9. Another facet of the argument is liability with respect to labourers more than six in number carried by the vehicle. This contention is also covered by Apex Court decision in B.V. Nagaraju v. Oriental Insurance Co. Ltd. 1996 ACJ 1178 (SC), therefore, appellant cannot escape its responsibility on this aspect of the matter also.
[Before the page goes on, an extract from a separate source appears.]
Issue #19, opened 2019-01-17
Naming convention?


ice1000:
I see the definitions' names are in a mess, names like `binnat`, `HitInt` are used together .
Should we have a convention for naming? Like following the stdlib directly?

10. After deciding the main questions, we turn to examine whether just compensation has been awarded to the claimants in these cases:

(a) M.A. Nos. 464, 466 and 467 of 1997:
In these cases, Preetam (24), Arjun (18) and Tijau Ram (25) died in the accident. Each of them was earning Rs. 20 per day. Dependency has been claimed at Rs. 15 per day which comes to Rs. 450 per month and annually Rs. 5,400. Proper multiplier in these cases should be 18. Thus, calculated, for the death of Preetam, claimants are entitled for Rs. 97,200 (Rs. 450 x 12 x 18) and Rs. 2,000 towards funeral expenses, taking the amount of compensation to the total of Rs. 99,200 (rupees ninety-nine thousand two hundred). For the death of Arjun, claimants are entitled to compensation of Rs. 97,200 plus Rs. 2,000 towards the funeral expenses taking the total to Rs. 99,200 (rupees ninety-nine thousand two hundred) and for the death of Tijau Ram, claimants would be entitled to compensation of Rs. 97,200 plus Rs. 5,000 towards consortium and Rs. 2,000 towards funeral expenses, totalling to Rs. 1,04,200 (rupees one lakh four thousand two hundred). The compensation awarded will carry interest at the rates allowed by the Tribunal. In each of the three cases, the claimants shall also be entitled to costs of Rs. 2,000 (rupees two thousand).
(b) M.A. No. 463 of 1997:
Kunj Bihari suffered fracture and dislocation of right shoulder resulting in permanent disablement to the extent of 40 per cent. He has been awarded compensation of Rs. 17,000. We think the award is on the lower side. It does not take into consideration the extent of injuries suffered by the claimant, pain and suffering undergone by him during the time he received medical treatment for about one year. It is, therefore, desirable that for disablement to the extent of 40 per cent, the claimant should be awarded Rs. 40,000 and Rs. 5,000 towards medical expenditure. We maintain the amount of Rs. 5,400 paid by the Tribunal towards loss of earnings for the period the claimant was confined to bed. The total amount of compensation payable to the claimant Kunj Bihari comes to Rs. 50,400 (rupees fifty thousand four hundred) carrying interest at the rates allowed by the Tribunal with costs of Rs. 2,000.
(c) M.A. No. 465 of 1997:
We have examined the matter with respect to assessment of compensation made by the Tribunal in the context of injuries suffered by the claimant. He had lost five teeth, though claimant had claimed loss of six teeth. We find that the compensation assessed by the Tribunal to the extent of Rs. 57,000 is quite just calling for no interference by the court. Insurance company should not have filed appeal in this case. We, therefore, award costs of Rs. 2,000 to the claimant.
(d) M.A. No. 462 of 1997:
Disablement of the claimant Kans Ram in this case is to the extent of 75 per cent. His two fingers were amputated completely while the third was amputated partially. We feel the award of Rs. 42,000 towards compensation in this case deserves to be enhanced by a sum of Rs. 10,000 over and above the amount allowed by the Tribunal taking the amount of compensation to the total of Rs. 52,000 (rupees fifty-two thousand).

11. Consequently, the appeals filed by the insurance company are dismissed with costs of Rs. 2,000 in each case and the cross-objections filed by the claimants are allowed to the extent above stated except in M.A. No. 465 of 1997.